Table 3. Proportion of participants with markers suggestive of breast hypoplasia.

Proposed breast hypoplasia marker*	% (95% CI)
Widely spaced (n = 212/449)	47.2 (42.7, 52.7)
Asymmetry (n = 34/448)	7.6 (5.0, 10.3)
Lack of growth (n = 322/449)	71.7 (68.3, 77.4)
Stretch marks prior to birth of first child ƚ (n = 191/250)	76.4 (70.7, 81.3)
Stretch marks appeared between 8 and 20 years of ageǂ (n = 153/168)	91.1 (85.7, 94.6)
Stretch marks appeared during pregnancy with their first child ǂ (n = 14/186)	7.5 (4.5, 12.3)

*Based on all responses to these items, excluding missing and unsure responses. Widely spaced, intermammary width > 1.5 inches or 3.8 cm; Asymmetry, ≥ 2 cup size difference between breasts; Lack of growth, lack of breast growth during pregnancy defined as no noticeable change in or an increase of < 1 bra cup size to either breast during pregnancy with their first child

^ƚOf those who responded ‘yes’ to presence of stretch marks

^ǂOf those who responded ‘yes’ to presence of stretch marks and ‘yes’ to them appearing before the birth of first child

In our sample, 86.6% of participants (353/408; 95% CI: 82.8%, 89.5%) reported a delay or absence in secretory activation.

Based on participants who provided a response to the breast type (primary outcome) item (and excluding missing data), before the birth of their first child, 17.9% of our sample (69/386) reported having PCOS, 12.2% (48/392) reported hypothyroidism, 12.0% (47/392) reported GDM, 0.5% (2/395) reported type I diabetes, and 0.3% (1/394) reported type II diabetes.

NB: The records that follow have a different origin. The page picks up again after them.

PR #100, opened 2021-02-16
feat: styling panel hover

LiKang6688:


src/table/TableBodyWrapper.jsx
```diff
@@ -9,15 +9,24 @@ import { getCellRenderer } from './cells/renderer';
...
+    '&&:hover': {
+      backgroundColor: props.hoverBackGroundColor,
+    },
   }),
 });
 
 export default function TableBodyWrapper({ tableData, constraints, selectionsAPI, layout, theme }) {
   const { rows, columns } = tableData;
   const classes = useStyles(getBodyStyle(layout, theme));
+  const hoverEffect = layout?.components?.[0]?.hoverEffect;
```
haxxmaxx, line 29:
```suggestion
  const hoverEffect = layout.components?.[0]?.hoverEffect;
```
layout will always exist, we check that in index before rendering

src/table/TableBodyWrapper.jsx
```diff
@@ -39,14 +48,14 @@ export default function TableBodyWrapper({ tableData, constraints, selectionsAPI
...
-        <TableRow hover role="checkbox" tabIndex={-1} key={row.key}>
+        <TableRow hover={hoverEffect} role="checkbox" tabIndex={-1} key={row.key} className={classes.tableRow}>
           {columns.map((column, i) => {
             const cell = row[column.id];
             const value = cell.qText;
             const CellRenderer = columnRenderers[i];
             return CellRenderer ? (
               <CellRenderer
-                className={classes.body}
+                classCellName={classes.tableCell}
```
haxxmaxx, line 58: I think this could have a bit more descriptive name, since there are other classes on the cell related to selections. Maybe `stylingClass`?

src/table/cells/selections.jsx
```diff
@@ -17,22 +17,24 @@ const useStyles = makeStyles({
 
 export function withSelections(CellComponent) {
   const HOC = (props) => {
-    const { cell, selState, selDispatch, className } = props;
+    const { cell, selState, selDispatch, classCellName } = props;
+    window.console.log(classCellName, 'classCellName');
```
haxxmaxx, line 21: remove log

src/table/cells/selections.jsx
```diff
@@ -17,22 +17,24 @@ const useStyles = makeStyles({
...
+
     const classes = useStyles();
     const handleMouseUp = (evt) => cell.isDim && selectCell(cell, selState, selDispatch, evt);
     const selectionClass = getSelectionClass(cell, selState);
 
     return (
       <CellComponent
         {...props}
-        className={`${className} ${selectionClass} ${classes[selectionClass]}`}
+        className={`${classCellName} ${selectionClass} ${classes[selectionClass]}`}
```
haxxmaxx, line 30: what happens in the case of hovering when making selections? Does it look the same as in the client?

src/table/styling-utils.js
```diff
@@ -15,10 +15,14 @@ export function getHeadStyle(layout, theme) {
 
 export function getBodyStyle(layout, theme) {
   const content = layout?.components?.[0]?.content;
+  const hoverColor = layout?.components?.[0]?.hoverColor;
+  const hoverFontColor = layout?.components?.[0]?.hoverFontColor;
```
haxxmaxx, line 19: Same thing with sanity checking here, layout will always be an object

src/table/TableBodyWrapper.jsx
LiKang6688: okay, gonna fix

src/table/cells/selections.jsx
LiKang6688: it looks the same as the old table and the hover effect is for each row.

src/table/TableBodyWrapper.jsx
LiKang6688: hoverEffect does not work. will fix it.

src/table/TableBodyWrapper.jsx
LiKang6688: sure. stylingClassCellName?

src/table/cells/selections.jsx
LiKang6688: no, I am wrong. it does not look correct in sense-client. Look into it.

src/index.js
```diff
@@ -56,9 +57,10 @@ export default function supernova(env) {
             selectionsAPI,
             muiParameters,
             theme,
+            cellLockedImage,
           });
         }
-      }, [tableData, constraints, selectionsAPI.isModal()]);
+      }, [tableData, constraints, selectionsAPI.isActive()]);
```
haxxmaxx, line 63: This should be isModal. Currently it's not working in sense, but I have a fix for that in sense-client on the way in

src/table/TableBodyWrapper.jsx
```diff
@@ -12,12 +12,22 @@ const useStyles = makeStyles({
...
 });
 
-export default function TableBodyWrapper({ tableData, constraints, selectionsAPI, layout, theme }) {
+export default function TableBodyWrapper({ tableData, constraints, selectionsAPI, layout, theme, cellLockedImage }) {
   const { rows, columns } = tableData;
-  const classes = useStyles(getBodyStyle(layout, theme));
+  const hoverEffect = layout.components?.[0]?.hoverEffect;
+  const classes = useStyles(getBodyStyle(layout, theme, hoverEffect));
   const getColumnRenderers = (selectionsEnabled) => tableData.columns.map((c) => getCellRenderer(c, selectionsEnabled));
+  const [selectionsEnabled, setSelectionsEnabled] = useState(false);
```
haxxmaxx, line 30: Why do you need an extra state to store this? it's already a property on `cellState`.

src/table/TableBodyWrapper.jsx
```diff
@@ -12,12 +12,22 @@ const useStyles = makeStyles({
...
+      },
+    },
+  }),
 });
 
-export default function TableBodyWrapper({ tableData, constraints, selectionsAPI, layout, theme }) {
+export default function TableBodyWrapper({ tableData, constraints, selectionsAPI, layout, theme, cellLockedImage }) {
   const { rows, columns } = tableData;
-  const classes = useStyles(getBodyStyle(layout, theme));
+  const hoverEffect = layout.components?.[0]?.hoverEffect;
```
haxxmaxx, line 27: It's actually:

```suggestion
  const hoverEffect = layout.components?.[0]?.content?.hoverEffect;
```

haxxmaxx, line 27: It's actually:

```suggestion
  const hoverEffect = layout.components?.[0]?.content?.hoverEffect;
```

src/table/TableBodyWrapper.jsx
```diff
@@ -39,24 +50,33 @@ export default function TableBodyWrapper({ tableData, constraints, selectionsAPI
...
-              </CellRenderer>
+              CellRenderer && (
+                <CellRenderer
+                  className={classes.tableCell}
+                  cell={cell}
+                  column={column}
+                  value={value}
+                  key={column.id}
+                  align={column.align}
+                  cellLockedImage={cellLockedImage}
```
haxxmaxx, line 73: I'm not sure about this. Have you seen any difference in selection performance? Not sure if react handles that, but it would need to pass that image to every cell, every time you make a selection. Did you try mocking the image when testing?

src/table/styling-utils.js
```diff
@@ -15,10 +15,14 @@ export function getHeadStyle(layout, theme) {
...
 export function getBodyStyle(layout, theme) {
   const content = layout.components?.[0]?.content;
+  const hoverColor = layout.components?.[0]?.hoverColor;
+  const hoverFontColor = layout.components?.[0]?.hoverFontColor;
   return content
     ? {
         fontColor: getColor(content.fontColor, '#404040', theme),
         fontSize: content.fontSize || '14px',
+        hoverBackGroundColor: `${getColor(hoverColor, 'blue', theme)} !important`,
+        hoverFontColor: getColor(hoverFontColor, 'black', theme),
```
haxxmaxx, line 25: Need more appropriate defaults here. Some kind of light gray as background, and no change to the font color

src/index.js
LiKang6688: okay, when that fix is done, please let me know. I will change it to isModal.

src/table/TableBodyWrapper.jsx
LiKang6688: Screenshot 2021-02-22 at 10 22 45
From what I see in sense-client, the hoverEffect is not within the content.

haxxmaxx: it is, that } is closing the fontColor property.

src/table/TableBodyWrapper.jsx
LiKang6688: I missing that. Will fix it. Thanks.

src/table/TableBodyWrapper.jsx
LiKang6688: yes, you are right!

src/table/styling-utils.js
LiKang6688: thanks fixed

src/table/styling-utils.js
```diff
@@ -15,14 +15,12 @@ export function getHeadStyle(layout, theme) {
...
-  const hoverColor = layout.components?.[0]?.hoverColor;
-  const hoverFontColor = layout.components?.[0]?.hoverFontColor;
   return content
     ? {
         fontColor: getColor(content.fontColor, '#404040', theme),
         fontSize: content.fontSize || '14px',
-        hoverBackGroundColor: `${getColor(hoverColor, 'blue', theme)} !important`,
-        hoverFontColor: getColor(hoverFontColor, 'black', theme),
+        hoverBackGroundColor: `${getColor(content.hoverColor, '#D3D3D3', theme)} !important`,
+        hoverFontColor: getColor(content.hoverFontColor, 'black', theme),
```
haxxmaxx, line 23: This still overrides `fontColor`, so `this.fontColor` (not sure you can use `this` here, but something similar) should be used as default value

LiKang6688: What do you mean? If I understand correctly, the hoverFontColor should override fontColor in tableCell, if the hover is taking effect.

haxxmaxx: Only if there is a `hoverFontColor` set. We want the same behaviour as the old table. I just looked at it and it is a bit more complex than I thought:
- If no font color is set (hover or non-hover) and a hover background color is set -> the font color becomes white when the background color is a darker shade. There is logic for this inside the sn-action-button we could reuse.
- If you set a hover font color but no hover background color -> only a font color is applied when hovering
- If hovering is turned on but no hover colors are set -> use the defualt light gray background color and don't change the font color

I think that was all. I'd say have a look in sense in the old table that you get all the behaviours. This should have been specified in the issue, sorry about finding out about this now.

LiKang6688: no worries, good points really. Not thinking of all these before. Will look into all those cases.

src/index.js
haxxmaxx: You can change back now

src/table/styling-utils.js
```diff
@@ -19,6 +19,12 @@ export function getBodyStyle(layout, theme) {
     ? {
         fontColor: getColor(content.fontColor, '#404040', theme),
         fontSize: content.fontSize || '14px',
+        hoverBackGroundColor: `${
+          content.hoverFontColor && !content.hoverColor
+            ? 'rgba(0, 0, 0, 0);'
+            : getColor(content.hoverColor, '#E5E5E5', theme)
+        } !important`,
```
haxxmaxx, line 26: I important needed here? What happens without it?

src/table/TableBodyWrapper.jsx
```diff
@@ -8,15 +8,28 @@ import getCellRenderer from './cells/renderer';
 import { getBodyStyle } from './styling-utils';
 
 const useStyles = makeStyles({
+  // 1. hoverEffect is true, there is no font color (hover or non-hover) and a hover background color, the font color does not change when the background color is set.
+  // 2. hoverEffect is true, there is a hover font color but no hover background color, only a hover font color is applied when hovering
+  // 3. hoverEffect is true, there is a font color and a hover font colors and no hover background color
+  // 4. hoverEffect is true, there is a font color and no hover font colors and no hover background color
```
haxxmaxx, line 14: I think it's good to have some comments on this, since it is rather complex. But I'd say keep it in `styling-utils` where the logic actually is

src/table/TableBodyWrapper.jsx
```diff
@@ -39,24 +48,33 @@ export default function TableBodyWrapper({ tableData, constraints, selectionsAPI
   return (
     <TableBody>
       {rows.map((row) => (
-        <TableRow hover role="checkbox" tabIndex={-1} key={row.key}>
+        <TableRow
+          hover={selState.isEnabled && hoverEffect}
+          role="checkbox"
+          tabIndex={-1}
+          key={row.key}
+          className={selState.isEnabled && hoverEffect && classes.hoverTableRow}
```
haxxmaxx, line 56: I'd say we would still want the hover effect when selections are disabled

src/table/styling-utils.js
```diff
@@ -15,10 +15,32 @@ export function getHeadStyle(layout, theme) {
...
+  //   "index": -1,
+  //   "color": null
+  // } means the hover fornt color is unset.
+  const unsetHoverFontColor =
+    !content.hoverFontColor || JSON.stringify(content.hoverFontColor) === JSON.stringify({ index: -1, color: null });
+  const unsetHoverColor =
+    !content.hoverColor || JSON.stringify(content.hoverColor) === JSON.stringify({ index: -1, color: null });
+  const unsetProps = unsetHoverFontColor && unsetHoverColor;
+
+  // 1. hoverEffect is true, there is no font color (hover or non-hover) and a hover background color, the hover font color becomes white and the hover background color is set.
```
haxxmaxx, line 28: Close, but not quite. If the hover background color is "dark", we set the font color to white, otherwise it is ontouched

src/table/TableBodyWrapper.jsx
LiKang6688: sure

src/table/styling-utils.js
```diff
@@ -13,12 +14,84 @@ export function getHeadStyle(layout, theme) {
...
+    ? ''
+    : unsetFontColor
+    ? isDarkColor(getHoverBackgroundColor)
+      ? getColor(content.hoverFontColor, '#ffffff', theme)
+      : getColor(content.hoverFontColor, '#000000', theme)
+    : unsetHoverFontColor
+    ? isDarkColor(getHoverBackgroundColor)
+      ? '#ffffff'
+      : ''
+    : getColor(content.hoverFontColor, '', theme);
```
haxxmaxx, line 89:
```suggestion
  const fontColor = getColor(content.fontColor, '#404040', theme);
  const getHoverFontColor = unsetHoverFontandBackgroundColor
    ? fontColor
    : getColor(content.hoverFontColor, isDarkColor(getHoverBackgroundColor) ? '#ffffff' : fontColor, theme);
```

Did som fiddeling. All you need is this actually. You need to set `fontColor` before, so you know what it is. setting '' wont override the old font color if there was one the you remove it.

haxxmaxx: So what happens here is:
neither hover background nor font -> hover font color the same as whetever font color is.
hover background or font color is set -> call getColor: if hoverFontColor has a valid value, use that. Otherwise use the default, which is either white or whatever the normal font color is

src/table/styling-utils.js
```diff
@@ -13,12 +14,84 @@ export function getHeadStyle(layout, theme) {
...
+  // or the hover font color becomes white if the hover background color is dark.
+
+  // 3. hoverEffect is true, there is a hover font color but no hover background color,
+  // when hovering, only a hover font color is applied when hovering and and the hover background color disappears.
+
+  // 4. hoverEffect is true, there is a font color but no hover font color and no hover background color, when hovering, the defalut hover effect
+
+  // 4. hoverEffect is true, there are all colors, when hovering, the set hover font color and the the hover background color take effect.
+
+  const getHoverBackgroundColor = unsetHoverFontandBackgroundColor
```
haxxmaxx, line 73: These are not getters, so just call them `hoverBackgroundColor` and `hoverFontColor`

src/table/styling-utils.js
```diff
@@ -13,12 +14,84 @@ export function getHeadStyle(layout, theme) {
...
+    b = parseInt(matches[3], 16);
+  }
+  // Using the HSP (Highly Sensitive Poo) value, determine whether the color is light or dark
+  // HSP < 125, the color is dark, otherwise, the color is light
+  return 0.299 * r + 0.587 * g + 0.114 * b < 125;
+}
+
+function isUnset(prop) {
+  return !prop || JSON.stringify(prop) === JSON.stringify({ index: -1, color: null });
+}
```
haxxmaxx, line 43: Nice

src/table/styling-utils.js
```diff
@@ -13,12 +14,84 @@ export function getHeadStyle(layout, theme) {
...
+    : unsetHoverFontColor
+    ? isDarkColor(getHoverBackgroundColor)
+      ? '#ffffff'
+      : ''
+    : getColor(content.hoverFontColor, '', theme);
+
+  return {
+    fontColor: getColor(content.fontColor, '#404040', theme),
+    fontSize: content.fontSize || '14px',
+    hoverBackgroundColor: `${getHoverBackgroundColor} !important`,
```
haxxmaxx, line 94: important is not needed. The selection background will still override the hover background. This is the way it is in the old table, so let's keep it like that for now at least

src/table/styling-utils.js
LiKang6688: sure

src/table/styling-utils.js
```diff
@@ -13,12 +14,84 @@ export function getHeadStyle(layout, theme) {
...
+    ? ''
+    : unsetFontColor
+    ? isDarkColor(hoverBackgroundColor)
+      ? getColor(content.hoverFontColor, '#ffffff', theme)
+      : getColor(content.hoverFontColor, '#000000', theme)
+    : unsetHoverFontColor
+    ? isDarkColor(hoverBackgroundColor)
+      ? '#ffffff'
+      : ''
+    : getColor(content.hoverFontColor, '', theme);
```
haxxmaxx, line 89:
```suggestion
  const fontColor = getColor(content.fontColor, '#404040', theme);
  const getHoverFontColor = unsetHoverFontandBackgroundColor
    ? fontColor
    : getColor(content.hoverFontColor, isDarkColor(getHoverBackgroundColor) ? '#ffffff' : fontColor, theme);
```

Did some fiddeling and this works. You need to make sure `fontColor` is already set, since if there is a hover font  color set, then we set it to `''` it is not overridden.

src/table/styling-utils.js
LiKang6688: important is necessary. Otherwise, in sense-client, the hover effect skips every other row.

src/table/styling-utils.js
LiKang6688: I see the point. I thought when there is no font color and no hover font color but a hover background color, the hover font color becomes black when the hover background color is a light color. 
But the hover font color stays the same as the font color when the hover background color is a light color.
Thanks.

src/table/styling-utils.js
haxxmaxx: I have a fix for it in sense-client. It is a weird css rule for the old table that is applied to sn-table as well: https://github.com/qlik-trial/sense-client/pull/15161

haxxmaxx:
Logic and the descriptive comments look good. Some testing then we can merge this. No need to test isDarkColor for now

src/table/styling-utils.js
LiKang6688: Nice.

LiKang6688:
> Logic and the descriptive comments look good. Some testing then we can merge this. No need to test isDarkColor for now

Okay, I am writing some tests

test/hover-test-cases.json
```diff
@@ -0,0 +1,112 @@
+// 1. defalut
```
haxxmaxx, line 1: Planning on using this file?

LiKang6688: used for test case reference. if you are not interested in it, i will just remove it from here.

haxxmaxx: Then remove it, we don't want any unused code :)

haxxmaxx (approved):
Remove the test cases file and this is fine for now. I noticed that the selection performance is significantly worse with this added. Not sure why but I have some ideas

test/hover-test-cases.json
LiKang6688: Done

haxxmaxx: go ahead and merge :)

PR #108, opened 2021-02-22
Fix similar code checking in codeclimate

LiKang6688:
similar-code threshold describes the mass code block to be analyzed for duplication.
Refer https://github.com/codeclimate/codeclimate-duplication
for this settings.

### DIFF
--- a/.codeclimate.yml
+++ b/.codeclimate.yml
@@ -4,8 +4,8 @@ plugins:
     enabled: true
     config:
       languages:
-        javascript:
-          count_threshold: 3
+        filters:
+          - "(object (Identifier PropTypes))"
 checks:
   method-lines:
     config:
--- a/.codeclimate.yml
+++ b/.codeclimate.yml
@@ -1,4 +1,11 @@
 version: "2"
+plugins:
+  duplication:
+    enabled: true
+    config:
+      languages:
+        javascript:
+          count_threshold: 3
 checks:
   method-lines:
     config:
--- a/.codeclimate.yml
+++ b/.codeclimate.yml
@@ -1,11 +1,11 @@
 version: "2"
 plugins:
   duplication:
-    enabled: true
     config:
       languages:
-        filters:
-          - "(object (Identifier PropTypes))"
+        javascript:
+          filters:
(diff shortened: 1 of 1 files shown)


.codeclimate.yml
```diff
@@ -1,4 +1,11 @@
 version: "2"
+plugins:
```
haxxmaxx, line 2: Does this need to be under `plugin`? Does it work putting it under `checks`, as the other settings?

LiKang6688: Following the Configuring in https://github.com/codeclimate/codeclimate-duplication, it needs to be under plugin. We can use Code Climate CLI (https://github.com/codeclimate/codeclimate) to do analyze locally to see if it works as we want.

haxxmaxx:
I just tried this rule on this branch https://github.com/qlik-oss/sn-table/pull/109. With the threshold at 3 it does not complain about `styling-utils`, which I think is a bit too weak. Those two functions could be replaced with one function taking one extra argument, which is something I think code climate should catch, but then you also get the false positives, like the propTypes.

.codeclimate.yml
```diff
@@ -1,4 +1,11 @@
...
+  duplication:
+    enabled: true
+    config:
+      languages:
+        filters:
+          - "(object (Identifier PropTypes))"
```
LiKang6688, line 8: Based on https://github.com/codeclimate/codeclimate-duplication/issues/89

haxxmaxx: Would be really nice if this works, but I still see 6 fixed issues on codeclimate, there should only be the two propTypes that are fixed

LiKang6688: okay, look into it

LiKang6688: now it is correct

haxxmaxx: I don't know why, but if you look at codeclimate it is saying that the propTypes duplications are fixed, then there are two new issues that are exactly the same... We can try to merge this and see what it looks like when ir runs on main

LiKang6688: sure

haxxmaxx (approved):

PR #109, opened 2021-02-23
fix: line height

### LINKED ISSUE #80: styling panel font size
should be able to consume font sizes set in styling panel, both header and content

haxxmaxx:
Fixes #80

Two more or less identical functions, but waiting with refactoring until we are done with all properties.


LiKang6688 (approved):

haxxmaxx:
I'll wait with this until we merge the hover styling, so I can set default constants for those values as well

LiKang6688 (approved):
Looks good to me.

haxxmaxx:
> I would say it is better to commit to a new PR as the commit here is not relevant to the current PR.

Hmm yeah you're right. I'll actually revert it for better tracking

LiKang6688:
> > I would say it is better to commit to a new PR as the commit here is not relevant to the current PR.
> 
> Hmm yeah you're right. I'll actually revert it for better tracking
👍

PR #111, opened 2021-02-25
table body performance

LiKang6688:
react skip render TableBodyWrapper when no  prop changes and add dependencies to use Memo otherwise a new value will be computed on every render


haxxmaxx (approved):
Really nice, I've seen that it re-renders more than needed. Just make sure the unit tests pass

LiKang6688:
> Really nice, I've seen that it re-renders more than needed. Just make sure the unit tests pass

Thanks. Fixed.

PR #112, opened 2021-02-26
feat: column coloring

### LINKED ISSUE #83: column conditional coloring
Able to read column coloring, could be expression or not. This is where we start using unique column renderers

Of participants who provided responses to the breast type (primary outcome) item (excluding missing data), most had a BMI in the overweight or obese category (24.1% (94/390) reported being overweight, 20.7% (79/390) were obese class 1, 8.7% (34/390) were obese class 2, and 7.7% (30/390) reported being in obese class 3). Approximately 1% (5/390) were underweight and 38.0% (148/390) reported a normal weight. In our sample, 40.3% (108/268), 28.1% (25/89) and 30.3% (10/33) of US, Australian and UK participants respectively were classified as obese.

Using chi-square analyses, we explored bivariate relationships between suggested markers of breast hypoplasia, BMI, youth weight, PCOS, GDM and hypothyroidism and the presence of at least one atypical breast (Table 4). Women with a high BMI (≥25 kg/m²) were more likely to report atypical compared to typical breasts (Cramer’s V = 0.1487 [small effect size] [38], p = 0.036). Women who described being overweight between 8 and 20 years of age were more likely to report atypical compared to typical breasts (Cramer’s V = 0.2875 [medium effect size], p<0.001). Women with widely spaced breasts or lack of pregnancy breast growth were also significantly more likely to report atypical breasts (Cramer’s V = 0.4527 [medium effect size] and -0.2574 [medium effect size] respectively, p<0.001). Our sample provides some evidence that women with PCOS (n = 69) are more likely to report atypical breasts (Cramer’s V = 0.0990 [small effect size], p = 0.052).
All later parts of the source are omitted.